I told Jason that GE was my branding epiphany.  More than ten years ago at a BMA conference in San Jose, CA, I heard Richard Costello, who at that time was GE’s manager of marketing communications, make this statement: “Last year, GE generated incremental revenues of $10 billion due to the power of our brand.”

I’m sure that statement flew over the heads of many people in the room that day, because we’re used to big company guys making statements with big numbers.  But Costello’s words hit me right between the eyes.  He said billion, not million.  And he said “incremental,” meaning it just goes along for the ride.  A bonus, if you will.

Later, as I was writing the book, I went back and looked up GE’s financials for the year Costello uttered those immortal words.  Ten billion dollars was roughly equal to GE’s entire net profit for that year, so you can say without brand power, GE would have been a break-even company.

Since that time, I have discovered many other b-to-b marketers who have decided to put brand power to work for their companies.  But the sad fact is most business marketers haven’t a clue about branding.  They still think it’s all about having better widgets with better features and benefits.
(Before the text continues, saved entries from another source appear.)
PR #588, opened 2024-02-16
Generate HPA pointing to ingress segments.

gargravarr:
The fix in https://github.com/zalando-incubator/stackset-controller/pull/585 didn't work, because when the controller generates HPAs for the first time, the `Resources` in `StackContainer` are empty.

This Pull Requests updates generation of HPAs for a StackSet with enabled segments. I also updated the end-2-end test setup to include an Ingress based metri in tha autoscaler.

### DIFF
--- a/pkg/core/stack_resources_test.go
+++ b/pkg/core/stack_resources_test.go
@@ -1408,34 +1408,23 @@ func TestGenerateHPA(t *testing.T) {
 func TestGenerateHPAToSegment(t *testing.T) {
 	for _, tc := range []struct {
 		name        string
-		minReplicas int32
-		maxReplicas int32
 		metricType  zv1.AutoscalerMetricType
-		metricValue int64
 		expectedRef string
 	}{
 		{
 			name:        "HPA metric points to ingress segment",
-			minReplicas: 1,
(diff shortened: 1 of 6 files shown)


pkg/core/stack_resources_test.go
```diff
@@ -1366,122 +1365,6 @@ func TestGenerateHPA(t *testing.T) {
...
-						Name: v1.ResourceCPU,
-						Target: autoscaling.MetricTarget{
-							Type:               autoscaling.UtilizationMetricType,
-							AverageUtilization: &utilization,
-						},
-					},
-				},
-			},
-			expectedBehavior: exampleBehavior,
-		},
```
mikkeloscar, line 1484: Is it not possible to adjust these test cases to cover the new logic?

gargravarr: I will add tests for `GenerateHPAToSegment`, so we cover that too.

gargravarr: Done

mikkeloscar:
:+1:

gargravarr:
:+1:

PR #272, opened 2026-04-09
chore(noir): update noir version and use optimized poseidon2 library

TomAFrench:
This PR bundles 3 changes to the noir benchmarks:

- They're now run under nargo 1.0.0-beta.19 and Barretenberg v5.0.0-nightly.20260324.
- The `install-nargo` action now delegates to the official `noirup` action (I've maintained the `install-nargo` action for consistency but it can be removed)
-  The  `poseidon2` benchmark has been updated to use the official [poseidon library](https://github.com/noir-lang/poseidon) which exposes both poseidon and poseidon2. I've swapped this out as the official library makes use of a more optimized implementation of poseidon2.

### DIFF
--- a/.github/actions/install-nargo/action.yml
+++ b/.github/actions/install-nargo/action.yml
@@ -5,14 +5,12 @@ inputs:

Several speakers at the BMA conference were all over that myth.  One of them, Joe Pine, has written and lectured persuasively about the commodization of goods and services, and about the need to move beyond that.   He calls it the “experience” economy — that’s actually the name of one of his books.  If you do a good job describing the experience customers can expect when they do business with you, they’ll pay for the privilege.